Lovely sweet faced girl. Three weeks is not a lot of time however to find a suitable placement for her - sometimes it can take months, as there are so many other GSD's already out there looking for homes. I wish you luck, but caution against rushing into a situation because you are leaving. You don't mention whether or not she is spayed - if she isn't this is something you ought to have addressed - you don't want her ending up as a backyard breeder. My suggestion is to contact as many GSD rescues as you can find - if you can post where you live we have members here who will probably be able to give you some names, or you can Google them yourself. Also think about the fact that adjusting to a new home can be as, or more, stressful than traveling - and that in the final analysis she may be better off staying with you.
__________________________________________
Susan

Anja SchH3 GSD
Conor GSD
Blue BH WH T1 GSD - waiting at the Bridge :angel:


----------



## jhall229 (Jan 27, 2007)

Anja1Blue, I sincerely thank you for the advice and your concern. We love her too much to put her in just any home, but as my dad found out with his GSD, it is possible to find a new home in a fairly short period of time. I am pursuing other options such as the ones you mentioned. It just crossed my mind today to try these forums.

Bella is spayed. I will try to edit my original post to reflect this.

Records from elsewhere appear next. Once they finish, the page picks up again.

PR #1863, opened 2026-07-19
fix(dwallet-mpc): preserve buffered messages when a NOA sign instantiates late

omersadika:
## What

Preserve buffered consensus messages when a network-owned-address (NOA) sign session instantiates late, and harden the late-instantiation path against a poisoned placeholder type and an already-resolved session.

`instantiate_network_owned_address_sign_session` ended in a bare `new_session(...)` that unconditionally overwrote any existing session entry. When a validator instantiates a NOA sign **late** — its network key or presign becomes available only after peers have already begun the signing round — the message-receipt path has already created a `WaitingForSessionRequest` placeholder and buffered peers' round-1 messages in it. The overwrite replaced that placeholder with an empty message buffer, dropping the buffered messages. Consensus rounds are delivered once and never redelivered, so the late validator was permanently stuck at round 1 with only its own message — below the signing threshold. The sign never assembled, and any NOA checkpoint gated on it (e.g. an epoch-close checkpoint) wedged the epoch.

The other two activation paths (`handle_mpc_request`, `try_activate_internal_presign_request`) already upgrade the placeholder in place with explicit "must survive" comments; the NOA sign path was written without that care.

## Fix

- **Upgrade the placeholder in place** (`set_status` / `set_request_metadata` / `set_protocol_name` / `set_request_diagnostic_metadata`), creating a new session only when no entry exists — composing the resolved-session short-circuit from `try_activate_internal_presign_request` with the computation-type normalization from `handle_mpc_request`.
- **Normalize a poisoned `Native` computation type** on upgrade. A pre-instantiation placeholder can be typed `Native` from a sender-controlled output report, and the NOA session identifier is predictable from public inputs — so without this guard a single byzantine consensus message would route instantiation to `try_new_native` (which errors for NOA sign) forever, on every honest validator, a permanent unattributed wedge. Reset a non-`MPC` placeholder type to a fresh `MPC` buffer before activating.
- **Short-circuit an already-resolved session** (not `WaitingForSessionRequest`), placed after the presign pop so pool consumption order stays network-uniform.

## Why this matters on `main`

The NOA settlement system is not live, so this code path is not exercised in production today — but the defect is in shared session machinery `main` already ships, and it is a correctness bug (the un-hardened upgrade would be a one-byzantine-message permanent epoch wedge). Fixing it now removes a latent landmine before NOA activation on any `main`-derived branch.

## Validation

- New regression test `test_late_instantiating_validator_preserves_buffered_sign_messages` — four validators, two instantiate only after the other two's round-1 messages are delivered; the sign completes only if the buffered messages survive. Fault-checked: reverting to the overwrite reproduces the exact production signature (`NetworkOwnedAddressSignOutput not received after 300 consensus rounds`).
- New regression test `test_instantiation_normalizes_byzantine_native_placeholder` — delivers a byzantine `Native` output report for the predictable session id before instantiation, asserts the placeholder is `Native` (attack precondition met), then asserts instantiation activates it as `MPC`. Fault-checked: removing the type-reset fails the assertion.
- Consensus-determinism reviewed: both branches yield a session built from consensus-uniform inputs; the local branch taken affects only whether this validator can participate, never a consensus-visible output.

Found and validated via the multichain-migration rehearsal, whose staggered rolling restarts are the natural trigger for the late-instantiation window.

### DIFF
--- a/crates/ika-core/src/dwallet_mpc/integration_tests/network_owned_address_sign.rs
+++ b/crates/ika-core/src/dwallet_mpc/integration_tests/network_owned_address_sign.rs
@@ -13,7 +13,7 @@
 use crate::authority::authority_per_epoch_store::AuthorityPerEpochStoreTrait;
 use crate::dwallet_mpc::NetworkOwnedAddressSignRequest;
 use crate::dwallet_mpc::crytographic_computation::mpc_computations::network_owned_address_sign_dkg_emulation::network_owned_address_sign_dkg_session_identifier;
-use crate::dwallet_mpc::mpc_session::SessionStatus;
+use crate::dwallet_mpc::mpc_session::{SessionComputationType, SessionStatus};
 use crate::dwallet_mpc::integration_tests::network_dkg::{
     create_network_key_test, create_reconfigured_network_key_test,
 };
@@ -24,7 +24,10 @@ use crate::dwallet_mpc::integration_tests::utils::{
 use dwallet_mpc_types::dwallet_mpc::{
     DWalletCurve, DWalletHashScheme, DWalletSignatureAlgorithm,
 };
-use ika_types::messages_dwallet_mpc::{SessionIdentifier, SessionType};
+use ika_types::message::{DWalletCheckpointMessageKind, MakeDWalletUserSecretKeySharesPublicOutput};
+use ika_types::messages_dwallet_mpc::{
+    DWalletMPCOutput, DWalletMPCOutputReport, SessionIdentifier, SessionType,
+};
 use std::collections::HashSet;
 use itertools::Itertools;
 use tracing::info;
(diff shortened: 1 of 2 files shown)


omersadika:
Reviewed against the session-lifecycle machinery that merged this weekend (#1854/#1855/#1858). **LGTM — and I'd pull this into v1.2.2 ahead of the version bump.**

Verified:

- **The in-place upgrade preserves exactly what the bug dropped**: the `WaitingForSessionRequest` placeholder's `messages_by_consensus_round` buffer survives activation, matching the "must survive" discipline of `handle_mpc_request` / `try_activate_internal_presign_request`. The fallback `new_session` only runs when no entry exists.
- **The resolved-session short-circuit is correct and subtle in the right way** — not flipping a peer-completed session back to `Active`, while keeping the presign pop so pop-order stays network-uniform with peers that ran the session.
- **The Native-normalization guard is quietly a security fix**: the placeholder's computation type derives from a *sender-controlled* flag on a session id predictable from public inputs, so one byzantine output report could route every honest validator's NOA sign to `try_new_native` and wedge the epoch unattributably. Normalizing on upgrade discards the poison and, correctly, only resets the buffer in the poisoned case — a legitimate MPC placeholder keeps its messages.
- **#1858's `session_origin` interplay is handled by construction** — the `ReconstructedFromConsensus → LocalRequest` flip lives inside `set_status` (mpc_session.rs:656), so this path inherits it; late-activated NOA signs count and diagnose correctly.
- Both failure modes are pinned by tests (`test_late_instantiating_validator_preserves_buffered_sign_messages`, `test_instantiation_normalizes_byzantine_native_placeholder`). Non-blocking: a third case asserting the resolved-session short-circuit wouldn't hurt, though it mirrors the already-tested internal-presign path.

**Why it belongs in v1.2.2**: the #1855 recovery path *increases* late instantiations by design — a validator recovering from the network-key wedge instantiates its parked NOA sessions late, which is precisely the window this bug fires in. Shipping the recovery without this fix makes the message-loss race more likely on the exact validators v1.2.2 is rescuing. It's small, green, and self-contained; heavy suites are being dispatched on this branch now per the release bar, merge on green and then #1861.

I know this is short notice, but as I said, we are still fully prepared to take her with us to the UK even with their strict animal policies. If we feel that is the best option for her.


----------



## Anja1Blue (Feb 27, 2008)

That's great that she is spayed - it's always a good thing to include that info or we start to worry!!  Sounds like you have the situation under control - BTW GSD's are very popular in the UK, and the laws on bringing dogs into the country aren't as strict as they used to be (the 6 month quarantine was awful for both owners and dogs.) Please let us know what you decide to do, Bella looks like a winner!!
__________________________________________
Susan

Anja SchH3 GSD
Conor GSD
Blue BH WH T1 GSD - waiting at the Bridge :angel:


----------



## vat (Jul 23, 2010)

Can I just say that when my husband was a child his father was military. They had to move to Vietnam and took their GSD Rebel with them. Mind you that back then (this was just prior to the war) dogs had to go into quarrantine for at least 1 month. Rebel survived both trips going and coming back. It can be done if you really want.


----------



## Jambarino (Jan 31, 2011)

I wish i was in posistion to get Her !I live in Simpsonville.


----------



## NancyJ (Jun 15, 2003)

Not in a position to take a dog but I live in Simpsonville too. I hope you can find a good home. .........


----------